Who is Gaffin? He began teaching New Testament at Westminster Theological Seminary in Philadelphia in 1965 and just recently retired. He had great appreciation for developments in redemptive-historical exegesis in our Canadian Reformed tradition, and loved the work of Geerhardus Vos and John Murray. He is well-known for careful, consistent, and historically-informed biblical exegesis.

Back in 1978 Gaffin translated from Dutch an important work by J. P. Versteeg about Adam in the New Testament. This book was republished in 2012, with the comment of Gaffin that these issues of 50 years ago (from the date Versteeg first wrote) are even more relevant today. The little booklet at hand, No Adam, No Gospel: Adam and the History of Redemption, continues this theme. Gaffin even ends by quoting Versteeg, “There is no danger that theology has more to fear than this danger [that the Word no longer determines everything].”

In the first half of the book Gaffin makes a number of salient points about Adam in Romans 5:12–19 and First Corinthians 15:21–2, 45–9. In the second half he addresses the published views of Peter Enns, who was once a fellow faculty member with Gaffin at Westminster.

Gaffin demonstrates why believers must hold together the historical reality of Adam with the theological reality of original sin, original guilt before God, salvation through Christ, and eternal glory. He deals with the approach that denies Adam’s historicity as well as that which affirms his historicity but denies that he is the first human being who fathered the whole human race. What he doesn’t consider is the position of, for instance, Tim Keller, who tries to maintain Adam’s historicity, his fatherhood of the whole human race, and his biological evolutionary ancestry.

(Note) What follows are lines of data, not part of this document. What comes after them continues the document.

PR #47, opened 2023-08-11
[WM-2157] Additional check for workspace access

salonishah11:
### What
- Check whether a user is in the right workspace when trying to access an app or notebook

### Why
- When app owner is removed from a workspace, they lose access to their app APIs

### Testing strategy
Tested it in a BEE by updating the Relay Listener image Leo points to. Testing steps:
- User A creates a workspace and Cromwell app
- User A is able to see Cromwell app and access its APIs
- User A adds User B as owner on the workspace
- User B removes User A from the workspace
- User A can no longer access the workspace or Cromwell app APIs. Relay listener returns 403 on the request:
```
% curl -i -X 'GET' \
  'https://lz1...../cbas/api/batch/v1/methods?show_versions=false' \
  -H 'accept: application/json' \
  -H 'Authorization: Bearer <redacted>'
HTTP/1.1 403 The listener rejected the request. Tracking ID:2aa...
Via: 1.1 lz1c....9e5.servicebus.windows.net
Content-Length: 0
Server: Microsoft-HTTPAPI/2.0
Strict-Transport-Security: max-age=31536000
Date: Thu, 17 Aug 2023 20:31:10 GMT
```
Logs in Relay listener show "Unauthorized request. User doesn't have access to workspace." being logged when this request is made:
```
2023-08-17 20:31:10.458   INFO 1 --- [t@376926745-576] com.microsoft.azure.relay.RelayLogger    : HybridHttpConnection(TrackingId:2aa..., Address:https://lz1c...e5.servicebus.windows.net): request initializing.
2023-08-17 20:31:10.459   INFO 1 --- [     Thread-171] com.microsoft.azure.relay.RelayLogger    : HybridHttpConnection(TrackingId:2aa..., Address:https://lz1c...9e5.servicebus.windows.net): Request method: GET.
2023-08-17 20:31:10.459   INFO 1 --- [     Thread-171] com.microsoft.azure.relay.RelayLogger    : HybridHttpConnection(TrackingId:2aa..., Address:https://lz1c5...e5.servicebus.windows.net): Invoking user RequestHandler.
2023-08-17 20:31:10.638  ERROR 1 --- [undedElastic-59] o.b.l.r.inspectors.SamResourceClient     : Unauthorized request. User doesn't have access to workspace.
2023-08-17 20:31:10.638   INFO 1 --- [undedElastic-59] o.b.l.r.inspectors.InspectorsProcessor   : Inspection result for the HTTP request. Result: false, URI:sb://lz1c...<path-to-app>..ca34f/cbas/api/batch/v1/methods?show_versions=false
2023-08-17 20:31:10.638   INFO 1 --- [undedElastic-59] com.microsoft.azure.relay.RelayLogger    : HybridHttpConnection(TrackingId:2aa..., Address:https://lz1c5...9e5.servicebus.windows.net)+ResponseStream is closing.
2023-08-17 20:31:10.638   INFO 1 --- [undedElastic-59] com.microsoft.azure.relay.RelayLogger    : HybridHttpConnection(TrackingId:2aa..., Address:https://lz1c...9e5.servicebus.windows.net): Sending the response command on the control connection, status: 403.
2023-08-17 20:31:10.638   INFO 1 --- [undedElastic-59] com.microsoft.azure.relay.RelayLogger    : com.microsoft.azure.relay.HybridConnectionListener$ControlConnection@637c0751: Response command was sent: {"response":{"requestId":"2aa...","body":false,"statusCode":403,"statusDescription":"The listener rejected the request. Tracking ID:2aa..."}}
```

### DIFF
--- a/service/src/main/java/org/broadinstitute/listener/config/AppConfiguration.java
+++ b/service/src/main/java/org/broadinstitute/listener/config/AppConfiguration.java
@@ -45,6 +45,7 @@ public class AppConfiguration {
     samClient.setBasePath(properties.getSamInspectorProperties().samUrl());
     // return a simple resolver that uses the configuration value.
     return new SamResourceClient(
+        properties.getSetDateAccessedInspectorProperties().workspaceId(),
         properties.getSamInspectorProperties().samResourceId(),
         properties.getSamInspectorProperties().samResourceType(),
         samClient,
--- a/service/src/main/java/org/broadinstitute/listener/relay/inspectors/SamResourceClient.java
+++ b/service/src/main/java/org/broadinstitute/listener/relay/inspectors/SamResourceClient.java
@@ -41,6 +41,13 @@ public class SamResourceClient {
         samClient.setAccessToken(accessToken);
         var resourceApi = new ResourcesApi(samClient);
 
+        // check that user has access to workspace
+        var workspaceAccess = resourceApi.resourcePermissionV2("workspace", samResourceId, "read");
+        if (!workspaceAccess) {
+          logger.error("Unauthorized request. User doesn't have access to workspace");
+          return Instant.EPOCH;
+        }
+
         var res = resourceApi.resourcePermissionV2(samResourceType, samResourceId, samAction);
         if (res) return oauthInfo.expiresAt().get();
         else {
--- a/service/src/main/java/org/broadinstitute/listener/relay/inspectors/SamResourceClient.java
+++ b/service/src/main/java/org/broadinstitute/listener/relay/inspectors/SamResourceClient.java
@@ -2,6 +2,7 @@ package org.broadinstitute.listener.relay.inspectors;
 
 import java.io.IOException;
 import java.time.Instant;
+import java.util.UUID;
 import org.broadinstitute.dsde.workbench.client.sam.ApiClient;
 import org.broadinstitute.dsde.workbench.client.sam.ApiException;
 import org.broadinstitute.dsde.workbench.client.sam.api.ResourcesApi;
@@ -10,6 +11,7 @@ import org.slf4j.LoggerFactory;
 import org.springframework.cache.annotation.Cacheable;
 
 public class SamResourceClient {
+  private final UUID workspaceId;
   private final String samResourceId;
   private final String samResourceType;
   private final TokenChecker tokenChecker;
@@ -19,11 +21,13 @@ public class SamResourceClient {
   private final Logger logger = LoggerFactory.getLogger(SamResourceClient.class);
 
   public SamResourceClient(
+      UUID workspaceId,
       String samResourceId,
       String samResourceType,
       ApiClient samClient,
       TokenChecker tokenChecker,
       String samAction) {
+    this.workspaceId = workspaceId;
     this.samResourceId = samResourceId;
     this.samResourceType = samResourceType;
     this.tokenChecker = tokenChecker;
@@ -42,9 +46,10 @@ public class SamResourceClient {
         var resourceApi = new ResourcesApi(samClient);
 
         // check that user has access to workspace
-        boolean workspaceAccess = resourceApi.resourcePermissionV2("workspace", samResourceId, "read");
+        boolean workspaceAccess =
+            resourceApi.resourcePermissionV2("workspace", workspaceId.toString(), "read");
         if (!workspaceAccess) {
-          logger.error("Unauthorized request. User doesn't have access to workspace");
+          logger.error("Unauthorized request. User doesn't have access to workspace.");
           return Instant.EPOCH;
         }
 
--- a/service/src/main/java/org/broadinstitute/listener/relay/inspectors/SamResourceClient.java
+++ b/service/src/main/java/org/broadinstitute/listener/relay/inspectors/SamResourceClient.java
@@ -42,7 +42,7 @@ public class SamResourceClient {
         var resourceApi = new ResourcesApi(samClient);
 
         // check that user has access to workspace
-        var workspaceAccess = resourceApi.resourcePermissionV2("workspace", samResourceId, "read");
+        boolean workspaceAccess = resourceApi.resourcePermissionV2("workspace", samResourceId, "read");
         if (!workspaceAccess) {
           logger.error("Unauthorized request. User doesn't have access to workspace");
           return Instant.EPOCH;
--- a/service/src/test/java/org/broadinstitute/listener/relay/inspectors/SamResourceClientTest.java
+++ b/service/src/test/java/org/broadinstitute/listener/relay/inspectors/SamResourceClientTest.java
@@ -9,6 +9,7 @@ import java.io.IOException;
 import java.time.Instant;
 import java.util.Map;
 import java.util.Optional;
+import java.util.UUID;
 import org.broadinstitute.dsde.workbench.client.sam.ApiClient;
 import org.broadinstitute.dsde.workbench.client.sam.ApiException;
 import org.broadinstitute.dsde.workbench.client.sam.ApiResponse;
@@ -30,7 +31,8 @@ class SamResourceClientTest {
   @BeforeEach
   void setUp() throws IOException, InterruptedException, ApiException {
     samResourceClient =
-        new SamResourceClient("resourceId", "resourceType", apiClient, tokenChecker, "myaction");
+        new SamResourceClient(
+            UUID.randomUUID(), "resourceId", "resourceType", apiClient, tokenChecker, "myaction");
   }
 
   @Test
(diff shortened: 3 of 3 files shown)


service/src/main/java/org/broadinstitute/listener/relay/inspectors/SamResourceClient.java
```diff
@@ -41,6 +41,13 @@ public Instant checkPermission(String accessToken) {
         samClient.setAccessToken(accessToken);
         var resourceApi = new ResourcesApi(samClient);
 
+        // check that user has access to workspace
+        var workspaceAccess = resourceApi.resourcePermissionV2("workspace", samResourceId, "read");
```
rtitle: I think `samResourceId` is wrong -- that would be the ID of the runtime/kubernetes-app, not the workspace.

You might need to add a new contructor-arg to this class and pass it from `AppConfiguration`

service/src/main/java/org/broadinstitute/listener/relay/inspectors/SamResourceClient.java
```diff
@@ -41,6 +41,13 @@ public Instant checkPermission(String accessToken) {
         samClient.setAccessToken(accessToken);
         var resourceApi = new ResourcesApi(samClient);
 
+        // check that user has access to workspace
+        boolean workspaceAccess = resourceApi.resourcePermissionV2("workspace", samResourceId, "read");
```
rtitle, line 45: I think `samResourceId` is wrong -- that would be the ID of the runtime/kubernetes-app, not the workspace.

You might need to add a new contructor-arg to this class and pass it from AppConfiguration (which should have the the workspaceId for other things).

salonishah11: Ah I see. It looks like `setDateAccessedInspectorProperties` in application config has workspace ID. I will use that to pass it to SamResourceClient. Thank you for pointing this out!

rtitle (approved):
LGTM 👍

rtitle:
FYI - I just merged https://github.com/DataBiosphere/terra-azure-relay-listeners/pull/48 so you may need to rebase this.

service/src/main/java/org/broadinstitute/listener/config/AppConfiguration.java
```diff
@@ -41,6 +41,7 @@ public TargetResolver targetResolver() {
   @Bean
   public SamResourceClient samResourceClient(TokenChecker tokenChecker) {
     return new SamResourceClient(
+        properties.getSetDateAccessedInspectorProperties().workspaceId(),
```
mlilynolting, line 44: I think this might be meant to be `getSamInspectorProperties()`!

mlilynolting (commented):
Looks good barring one thing which I think is a typo :)

service/src/main/java/org/broadinstitute/listener/relay/inspectors/SamResourceClient.java
```diff
@@ -46,6 +50,14 @@ public Instant checkPermission(String accessToken) {
         var apiClient = getApiClient(accessToken);
         var resourceApi = new ResourcesApi(apiClient);
 
+        // check that user has access to workspace
+        boolean workspaceAccess =
+            resourceApi.resourcePermissionV2("workspace", workspaceId.toString(), "read");
+        if (!workspaceAccess) {
+          logger.error("Unauthorized request. User doesn't have access to workspace.");
+          return Instant.EPOCH;
+        }
```
davidangb, line 59: I won't block the PR for this - but it would be great if this was optional and controlled by a value sent by Leo. This extra Sam call is extraneous for `kubernetes-app-shared` apps, e.g. WDS. It won't break anything, but it's an extra API call that could add latency and/or the chance of transient failures.

service/src/main/java/org/broadinstitute/listener/config/AppConfiguration.java
salonishah11: I had initially thought of the same property to use. But it seems that based on [README](https://github.com/DataBiosphere/terra-azure-relay-listeners#configuration-properties-1) and [application.yaml](https://github.com/DataBiosphere/terra-azure-relay-listeners/blob/4ddf0352e890a6c794cc8835056265500205ab46/service/src/main/resources/application.yml#L30-L34) `samInspectorProperties` doesn't have a workspace id in it. The only config that had the workspace id was [setDateAccessedInspectorProperties](https://github.com/DataBiosphere/terra-azure-relay-listeners/blob/4ddf0352e890a6c794cc8835056265500205ab46/service/src/main/resources/application.yml#L24-L28).

mlilynolting: Hm, ok. Tech debt :(

service/src/main/java/org/broadinstitute/listener/relay/inspectors/SamResourceClient.java
mlilynolting: Is this something that would apply statically to the listeners instance? Like, WDS has a listeners instance, and it could safely ignore all workspace access checks?

mlilynolting (approved):

service/src/main/java/org/broadinstitute/listener/relay/inspectors/SamResourceClient.java
davidangb: Exactly - the listener deployed for WDS could skip this check; the listener deployed for Cromwell still needs the check. When CBAS moves from single-user to multi-user it could also skip this check.

mlilynolting: we could tidy two birds with one stone and update leonardo to send a new samChecker parameter `workspaceId`, which if specified would do this check

mlilynolting: I am ok with calling this out of scope for this bug ticket but I won't speak for WDS as I'm not familiar

salonishah11: For WDS would it be setting a config value in Relay Listener that Leonardo will set? I am not very familiar how and when this happens

mlilynolting: YMMV but,,

You'd probably be making changes around here: https://github.com/DataBiosphere/leonardo/blob/84549cc1f5571f867f087b9e5c39de0b267e9670/http/src/main/scala/org/broadinstitute/dsde/workbench/leonardo/util/AKSInterpreter.scala#L169

That's where the configuration is applied to the terra-azure-relay-listeners instance for a new AKS app. You'd want to check if it's a shared app, which I think is what's happening for example here: https://github.com/DataBiosphere/leonardo/blob/84549cc1f5571f867f087b9e5c39de0b267e9670/http/src/main/scala/org/broadinstitute/dsde/workbench/leonardo/util/AKSInterpreter.scala#L413

Otherwise you could set the new field in the helmchart values, as well as in AzurePubSubHandler which creates the listener for new runtimes: https://github.com/DataBiosphere/leonardo/blob/84549cc1f5571f867f087b9e5c39de0b267e9670/http/src/main/scala/org/broadinstitute/dsde/workbench/leonardo/util/AzurePubsubHandler.scala#L130 (and a corresponding change in azure_vm_init_script)

salonishah11: Would it make sense to do that in a separate ticket instead of this ticket? It might require more investigating and changes in more places than Relay Listener

mlilynolting: Feels ok to me to have this be a first pass with a followup ticket to refine.

rtitle: Is the workspace check actually extraneous for shared apps? What about this scenario:
1. I create a shared app in a workspace
2. I leave the workspace
3. I try to access my shared app

Would we need to check the workspace to effectively block (3)?

davidangb: > Would we need to check the workspace to effectively block (3)

This is exactly the scenario I validated in [AJ-1147](https://broadworkbench.atlassian.net/browse/AJ-1147). Since `kubernetes-app-shared` roles are inherited from `workspace` roles - and ONLY inherited, there are no direct roles - this works as expected. See also https://github.com/DataBiosphere/leonardo/pull/3496

rtitle: Ah I see, cool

Peter Enns, whose views Gaffin particularly addresses, argues that Christians do not need to believe in a historical Adam in order to maintain the rest of Christian doctrine. Gaffin convincingly proves that this is an unbiblical position. And, in fact, when Enns argues that “a true rapprochement between evolution and Christianity requires a synthesis” (15), it appears that Enns himself realizes that most of the core doctrines of the Christian faith require major renovation if they are to accommodate the theory of evolution. Gaffin demonstrates that Enns’s views on sin, salvation, the purpose of Christ’s death and resurrection, as well as on the end times are all incompatible with the biblical message (15–26). Basically, Enns is offering up nothing but a reworking of the theories of the liberal biblical scholars of the late nineteenth and early twentieth centuries (26).

Most critically, Gaffin adds this:

Finally, not to be missed is the view of Scripture involved in Enns’s historical-critical approach, as it makes contemporary evolutionary theory decisive for interpreting Scripture and so for deciding what in it is or is not valid and relevant today (27).

One could reasonably argue that this fundamental problem afflicts almost every rapprochement between evolutionary theory and the Christian faith, including forms that are not as radical as Enns’s.

This is the sort of booklet that is best read either when your mind is already well engaged in the topic or when you have a quiet spot and an open Bible so that you can read the numerous passages he alludes to, and gain the full benefits from his arguments. It is not an entry-level account. Not that the writing is unclear; rather, the arguments are fairly tight and the requisite prior knowledge fairly significant. But no one can miss the point that when the apostle speaks of Christ as the “second” Adam, he must be no less real that the “first” Adam (10–11). Anyone who wants to play loose with Adam as a real historical being and try to hold onto Scripture can’t do it, and Gaffin convincingly shows why.

Review of Richard B. Gaffin, Jr., No Adam, No Gospel: Adam the History of Redemption (Phillipsburg, NJ: Presbyterian & Reformed, 2015), 29 pp., $4.99.